The speaker of the House of Representatives, Tajudeen Abbas, on Thursday, said Nigeria lost N16.25 trillion to crude oil theft between 2009 and 2020.

The speaker said this while inaugurating the ad hoc committee to investigate crude oil theft and loss of revenue in Abuja.

Quoting data from the Nigeria Extractive Industries Transparency Initiative (NEITI), Mr Abbas said Nigeria’s oil production declined from 2.51 million barrels per day in 2005 to 1.77 million in 2020.

He said, “NEITI reports also show that 619 million barrels of crude valued at $46 billion were stolen in the period 2009 to 2020.″

The speaker said the menace of crude oil theft had hampered the growth of the country’s oil production, with between five and 30 per cent of production lost daily.

He said critical agencies in the oil and gas sector, like the Nigeria National Petroleum Company Ltd, Nigeria Upstream Petroleum Regulatory Commission, and Ministry of Petroleum Resources, among others, failed to honour the invitation.

Represented by the chairman, House Committee on Petroleum Upstream, Al-Hassan Ado-Doguwa, the speaker said if decisive action was not taken to address the issue, the country may be thrown into a deeper fiscal crisis.

This, according to him, is due to dwindling revenue from the oil and gas sector.

He added that Nigeria had continually failed to meet its daily production quota set by the Organisation of the Petroleum Exporting Countries (OPEC).

According to him, recently, Nigeria’s OPEC quota was reduced from 1.742 million barrels per day to 1.38 million barrels per day.

“Yet, the country is still struggling to meet this quota as daily production output was 1.184 million barrels per day and 1.249 million barrels per day in May and June 2023, respectively.

“On average, current daily production output is a far cry from the budget assumption of 1.69 million per day.

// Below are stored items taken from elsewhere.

PR #715, opened 2026-07-29
Finish in-flight hub constructions at disposal instead of racing them

rbuergi:
Closes the **finish** half of the teardown contract — *properly finish the requests already started, transparently refuse new ones* — for hosted-hub construction. The refusal half already exists (`CloseCreation` cascade, #635); this PR closes the "check-then-act residue" #488 named and #613's dump analysis pinned.

## The race

A routed emission's hub creation passes the `IsDisposing` check moments before disposal begins. `DisposeHubsReactive` then snapshots `messageHubs` — but the hub under construction isn't there yet (it lands only after `Build`), so the collection signalled `DisposalCompleted` and the owner tore down the container **while `Build` was still resolving services**:

```
MeshQuery emission (still live at teardown)
 → MonolithRoutingService.CreateHub → HostedHubsCollection.CreateHub
   → MessageHubConfiguration.Build → SubscribeToOwnDeletion → InstallReleaseRequestWatcher
     → GetService → disposed Autofac LifetimeScope
```

Locally that's the `ObjectDisposedException` teardown-straggler class; on CI the same construction walking the TypeRegistry over an unloading collectible ALC is the **#613 SIGSEGV**.

Why such emissions exist at all: `hub.Post` is fire-and-forget by design, so a test's (or teardown's own) last write's route resolution can always straddle `DisposeAsync`. The traffic can't be eliminated — only drained.

## The fix

Fully reactive, no async/await, no blocking wait: `GetHub` counts callers inside a creation `Lazy` and pings a `Subject` on completion; `DisposeHubsReactive`'s completion join gains an **inflight leg** that waits for the count to drain and then disposes whatever the late construction produced — inside the join, before `DisposalCompleted` — so the container outlives every in-flight `Build` and the late hub is never a zombie outside the disposal snapshot. Merge order (ping subscribed before the immediate probe) closes the probe/ping race; the existing join `Timeout` still caps a wedged construction.

## Proven, not asserted

- **Deterministic repro** (`InflightHubCreationDrainTest`): a creation parked inside `WithInitialization` — the same hook the straggler stacks die in — while the parent disposes. **Without this change the test FAILS** (disposal completed in ~20 ms with the construction still in flight); with it, disposal waits, then the late hub's own `DisposalCompleted` terminates. A second test pins the refusal half (creation after dispose-start returns null).
- **End-to-end measurement** — `MeshWeaver.AI.Test` via the native xUnit host, the way CI runs it: the hub-construction straggler chain goes **14 → 0** (total 19 → 12; 919/919 green before and after). The remaining 12 are a *different* class — in-flight `ThreadExecution` round work (`AgentChatClient.GetStreamingResponseAsync`, `MeshQuery` reads) touching disposed state — consumer-side, deliberately untouched here.
- `Messaging.Hub.Test` 109/109; both projects build clean under `-c Release -warnaserror`.

No What's New entry: hub-lifecycle/teardown internals, no user-visible change.

Related: #613 (this removes its trigger), #488 (same diagnosis, closed — this is that idea rebased onto the CloseCreation architecture), #708 (independent; unbreaks main).

### DIFF
--- a/src/MeshWeaver.Messaging.Hub/HostedHubsCollection.cs
+++ b/src/MeshWeaver.Messaging.Hub/HostedHubsCollection.cs
@@ -130,8 +130,14 @@ public class HostedHubsCollection(IServiceProvider serviceProvider, Address addr
     // In-flight construction tracking (see GetHub): count of callers currently inside a
     // creation Lazy, and a ping per completion so DisposeHubsReactive can wait reactively
     // for the drain — no async/await, no blocking wait on the disposal path.
+    //
+    // 🚨 Synchronized: concurrent creations of DIFFERENT addresses complete on different
+    // threads, and a bare Subject's OnNext is not safe under concurrent callers — a torn
+    // notification could drop the very ping that reports the count reaching zero, stalling
+    // the drain leg until the join's Timeout. Subject.Synchronize serialises the
+    // notifications (same pattern as MeshNodeStreamCache).
     private int inflightCreations;
-    private readonly Subject<Unit> inflightChanged = new();
+    private readonly ISubject<Unit> inflightChanged = Subject.Synchronize(new Subject<Unit>());
 
     /// <summary>
     /// Per-address construction single-flight (see <see cref="GetHub"/>). Entries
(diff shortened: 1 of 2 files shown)


rbuergi:
Copilot's finding was correct and is fixed in `01d95d0d4`: concurrent creations of different addresses complete on different threads, and a bare `Subject.OnNext` is not safe under concurrent callers — a torn notification could drop the very ping that reports the in-flight count reaching zero, stalling the drain leg until the join's Timeout (a 5s degraded stall, not a hang, thanks to the existing cap — but a real defect). Now `Subject.Synchronize`, the same pattern `MeshNodeStreamCache` uses. 109/109 locally; the try/catch stays as belt-and-braces for process-teardown races, no longer masking concurrency faults.

PR #716, opened 2026-07-29
Hand the test logger a resolved config, not the container it outlives

rbuergi:
Salvages the third commit of #708 (`99577caba`), which landed on that branch ~2 minutes after the PR was merged and therefore never reached `main`.

## The defect

Teardown logs AFTER the DI container is disposed. `XUnitFileLogger` held the `IServiceProvider` and resolved `IConfiguration` on first log per category, so anything logging from a `Dispose` path threw:

```
MonolithMeshTestBase.DisposeAsync → AsyncDisposeQueue.DrainAsync
  → CompilationCacheService.Dispose        (logs during teardown)
    → XUnitFileLogger.GetMinLogLevel → GetService<IConfiguration>
      → disposed Autofac LifetimeScope → ObjectDisposedException
```

Measured on `Acme.Test` via the native xUnit host (the way CI runs it): **23 first-chance `ObjectDisposedException`s per run**, every one this chain. They were caught (`GetMinLogLevel` swallows and defaults to `Information`), so they never failed a test — they burned 23 throws + 23 first-chance stack captures on the teardown path and buried `teardown-stragglers.log` in fault-shaped noise. That log is the working diagnostic for the #613 teardown crashes (it is how the #715 hub-construction chain was found), so keeping it signal-only has direct value.

## The fix

`XUnitFileLoggerProvider` resolves the configuration **object** once, in its constructor, while the container is guaranteed alive, and hands that object to every logger. `IConfiguration` is a plain object once resolved — the reference stays valid after the scope that produced it is gone — so this removes the post-disposal container access rather than guarding it.

Verified: `Acme.Test` 76/76 exit 0 via the native host, stragglers **23 → 0**; `MeshWeaver.Fixture` builds clean under `-c Release -warnaserror` on current main.

Explicitly NOT claimed: that this fixes the transient CI `exit=2` (those exceptions were caught; attempt 2 of the same commit ran clean with no code change).

No What's New entry: test-infrastructure only.

### DIFF
--- a/src/MeshWeaver.Fixture/XUnitFileOutputHelper.cs
+++ b/src/MeshWeaver.Fixture/XUnitFileOutputHelper.cs
@@ -325,9 +325,12 @@ public class XUnitFileLoggerProvider : ILoggerProvider
         {
             _configuration = serviceProvider?.GetService<IConfiguration>();
         }
-        catch
+        catch (ObjectDisposedException)
         {
             // A provider built from an already-disposed scope: no configuration, default levels.
+            // ONLY the disposed case is tolerated — any other resolution failure (misconfigured
+            // DI, a faulting IConfiguration factory) is a real defect and must surface loudly,
+            // not degrade the log level silently.
             _configuration = null;
         }
     }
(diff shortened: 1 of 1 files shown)


rbuergi:
Copilot's finding taken in `a0263fbb1`: the catch-all could mask a real DI failure as a silent log-level downgrade, against this repo's own no-swallow rule. Now catches `ObjectDisposedException` only — the one case the constructor is meant to tolerate (a provider built from an already-disposed scope); anything else surfaces loudly. Acme.Test 76/76, Fixture clean under `-warnaserror`.

PR #747, opened 2026-08-02
fix(auth): make Sign in with Apple actually work (form_post + generated client secret)

rbuergi:
## What

`AddAppleAuthentication` could never complete a sign-in:

1. **Missing `response_mode=form_post`.** Apple requires it whenever scopes are requested (the code requested `name`+`email`), so the authorization request was rejected outright — and the callback would have arrived as a cross-site POST the generic `OAuthHandler` cannot parse anyway.
2. **Static client secret.** Apple issues none: the secret is an ES256-signed JWT minted from the Sign in with Apple `.p8` key, valid ≤6 months.

## How

- Swap the hand-rolled `AddOAuth("Apple")` body for **`AspNet.Security.OAuth.Apple` 10.0.0**, which owns the protocol (form_post challenge + POST callback parsing, cached client-secret generation, id-token validation against Apple's published keys). The extension now only wires configuration.
- Config surface: `Authentication:Apple:{ClientId,TeamId,KeyId,PrivateKey}` — `ClientId` is the Services ID; `PrivateKey` is the `.p8` content, accepted as raw PEM, PEM with literal `\n`, base64 of the PEM file, or bare PKCS#8 base64 (`NormalizePrivateKey`). Static `ClientSecret` remains as fallback for an externally minted JWT. Still a no-op without `ClientId`.
- Correlation cookie forced `Secure` (form_post = cross-site POST; same rationale as the Microsoft handler).
- Helm chart: `Authentication__Apple__{ClientId,TeamId,KeyId}` in the portal ConfigMap, `Authentication__Apple__PrivateKey` conditional in the Secret.
- What's New entry included.

## Tests

`AppleAuthenticationTest` (Memex.Portal.Shared.Test, 11 cases): scheme registers with the Apple handler, generated-vs-static secret selection, no-op without ClientId, and every key-normalization shape proven importable via `ECDsa.ImportFromPem` with a real ES256 key. `dotnet build -c Release -warnaserror` clean; `helm lint` clean.

### DIFF
--- a/Directory.Packages.props
+++ b/Directory.Packages.props
@@ -7,6 +7,7 @@
     <PackageVersion Include="AngleSharp" Version="1.5.2" />
     <PackageVersion Include="Appium.WebDriver" Version="8.3.0" />
     <PackageVersion Include="AspectCore.Extensions.Reflection" Version="2.4.0" />
+    <PackageVersion Include="AspNet.Security.OAuth.Apple" Version="10.0.0" />
     <!-- Open-source (MIT) MAUI UI libraries for the native view pack's rich controls (Phase 4+):
          charts, full data grid, and popups/expanders. All MIT-licensed — no Syncfusion/DevExpress/
          Telerik (commercial). Referenced by MeshWeaver.Maui / Memex.Client as the controls land. -->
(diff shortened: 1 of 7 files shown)


rbuergi:
Both review points addressed in 735b49e69: CallbackPath pinned to /signin-apple (the NonfileRouteConstraint exclusion makes it a routing contract), and PrivateKey-without-TeamId/KeyId now throws at registration time naming the missing config key (covered by two new test cases, 13/13 green).

Issue #748, opened 2026-08-02
Move NodeType compile state off NodeTypeDefinition into the compile activity / a _Compile satellite


rbuergi:
## Decision (maintainer, 2026-08-02)

Compile bookkeeping must not live on the NodeType node's content. Per-run results belong to the compile **Activity** (largely already true — `{type}/_Activity/compile-…` carries the log); the steady state (status, trigger, assembly pointers, source-version maps) belongs in a **fixed-id satellite** (e.g. `{type}/_Compile`), which the `_`-prefix rule already excludes from GitSync export (`GitHubSyncService.Filter`, line ~195) and prune (`StaticRepoImporter.IsGovernance`).

**Why:** the mesh writes these fields into the same node the repo ships. Every compile makes the node "server-modified", exports carried a stale compile verdict into git, and imports stamped it back (stale-green → type parks on a cold cache). The transitional fix (authored-token change detection + operational strip/preserve, PR forthcoming) keeps the seams honest; this issue is the structural fix that makes the seams unnecessary.

## The affected fields (all on `NodeTypeDefinition`, `MeshWeaver.Graph/Configuration/NodeTypeDefinition.cs`)

`CompilationStatus` (:241), `CompilationError` (:249), `CompilationDiagnostics` (:263), `LastCompileStartedAt` (:269), `LastCompileSucceededAt` (:276), `LastCompiledVersion` (:286), `LastCompilationActivityPath` (:296), `LatestReleasePath` (:309), `RequestedReleasePath` (:325), `RequestedReleaseAt` (:340), `RequestedReleaseForce` (:348), `RequestedReleaseBy` (:361), `LastReleaseRequestHandledAt` (:370), `LatestAssemblyCollection` (:387), `LatestAssemblyPath` (:395), `ReleaseNotes` (:404), `CompiledSources` (:431), `CurrentSourceVersions` (:448), `CompiledFrameworkVersion` (:518). `IsDirty` (:473, `[JsonIgnore]`) derives from the two dictionaries and needs re-sourcing. `[JsonExtensionData] UnknownMembers` (:536) makes removal deserialization-safe for stored nodes.

## Writers to migrate (~15 sites)

- `NodeTypeCompilationHelpers.cs` — kickoff/park/recovery/source-watcher/release-watcher/dispatch/terminal writes (:339, :229, :390, :482, :650, :684, :890, :1094, :1264, :1447, :1498)
[...]

PR #749, opened 2026-08-02
NodeType sync owns authored content; compile bookkeeping stays on the mesh

rbuergi:
## The defect (memex, 2026-08-02)

A NodeType node's content mixes the repo-authored definition (configuration, sources, description) with mesh-owned compile bookkeeping (`compilationStatus`, `latestAssemblyPath`, `compiledSources`, …). The sync treated both alike:

- **Export** committed a compile verdict into git — stale the moment the next compile ran.
- **Import** stamped that stale copy back over the live node — a **stale green** claiming a weeks-old assembly is current (the class that parks a type on a cold cache). Operationally this made every plugin-source deploy a **force-sync + manual recompile of every touched type** (today's Store/Chess deploys, live evidence: `Store/Plugin` regressed to a 2026-07-19 v202 verdict by a force import).
- **Change detection** hashed the bookkeeping, so bookkeeping-only diffs read as authored changes.

## The fix — inside the existing import logic, no parallel comparison mechanism

`NodeTypeOperationalContent` (Mesh.Contract) is the ownership split; the three seams consume it:

| Seam | Rule |
|---|---|
| `GitHubSyncService.SerializeOne` (export) | **Strip** operational members — repo files carry the authored definition only. Export-only seam: the file parsers stay shared with filesystem persistence, which must round-trip full nodes. |
| `StaticRepoImporter` (import, incl. force) | **Preserve** the live node's operational members — authored changes land, live compile state stays exactly as the mesh last wrote it, stale embedded copies never land. Authored-identical imports return the same instance → structural no-op upserts. |
| `PartitionSourceFingerprint` (per-node manifest token + partition fingerprint) | **Ignore** operational members — authored content only, and every `Code` node still hashes its full text ("compare all code"). Existing NodeType manifest entries re-hash once; the preserve rule makes that pass write-free. |

Member matching is case-insensitive (stored content is camelCased; writers fall back to PascalCase on hubs without a naming policy — see `StampReleaseRequest`); the member list is pinned against the `NodeTypeDefinition` record by test.

Transitional by design: #748 tracks moving the compile state off the NodeTypeDefinition entirely (compile activity + `_Compile` satellite); this PR keeps legacy repo files and stored nodes honest meanwhile and remains correct after the move.

## Verification

- 11 unit cases (`NodeTypeOperationalContentTest`): strip/preserve/token semantics, typed + degraded-JSON shapes, both naming policies, record pinning both directions.
- Full-loop `NodeTypeOwnershipSyncTest` (fake GitHub): export strips; a legacy stale file imports with the authored change landing and the live compile state kept.
- `MeshWeaver.GitSync.Test` 143/143 · `MeshWeaver.Graph.Test` 773/773 · full solution `-c Release -warnaserror` clean.

What's New entry included (deploys of source-only changes work with a plain Update — no force, no recompile ritual).

### DIFF
--- a/src/MeshWeaver.Documentation/Data/WhatsNew/2026-08-02-nodetype-sync-owns-authored-content.md
+++ b/src/MeshWeaver.Documentation/Data/WhatsNew/2026-08-02-nodetype-sync-owns-authored-content.md
@@ -1,0 +1,20 @@
+---
+Name: GitHub sync now compares what you authored, not compile bookkeeping
+Category: What's New
+Description: Type definitions sync on their authored content and code; compile state stays live on the mesh and out of your repo.
+Icon: Sparkle
+---
+
+# GitHub sync now compares what you authored, not compile bookkeeping
+
+A type definition carries two kinds of data: what you authored (its configuration, sources and
+code) and what the mesh recorded about compiling it (status, timestamps, assembly pointers). The
+sync used to treat both the same, with two bad effects: exported repo files carried a compile
+verdict that was stale the moment the next compile ran, and importing such a file stamped that
+stale verdict back over the live type — which could park the type after a restart and made
+plugin-source deploys need a force-sync followed by manual recompiles.
+
+Now the sync knows the difference. Exports commit only the authored definition, imports always
+keep the live compile state (even from older repos whose files still embed it), and change
+detection compares the authored content — including every code file — so a plain "Update to
+latest" deploys a source-only change correctly, with no force and no recompile ritual.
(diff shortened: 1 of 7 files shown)


rbuergi:
Re the review note: `MeshWeaver.Mesh.Services` is required — the `CompilationStatus` enum lives there (`src/MeshWeaver.Mesh.Contract/Services/CompilationStatus.cs`) and is used by `Strip_HandlesTypedContent_WhateverTheNamingPolicy`; the file failed CS0103 without it, and the full solution builds clean under `-warnaserror` with it.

The implication is clearly manifest in the economic crisis that the country is facing,” he stated.

He said Nigeria had been facing a major fiscal crisis, adding that global recovery from the COVID-19 pandemic and the ongoing war between Russia and Ukraine had continued to cast a cloud of uncertainty on the oil and gas industry.

Al-hassa Runrum, the ad-hoc committee chairman, said the volume of losses occasioned by oil theft in the country and its associated economic impact was unacceptable.

He said this would not be tolerated by any government that sincerely loves its citizens.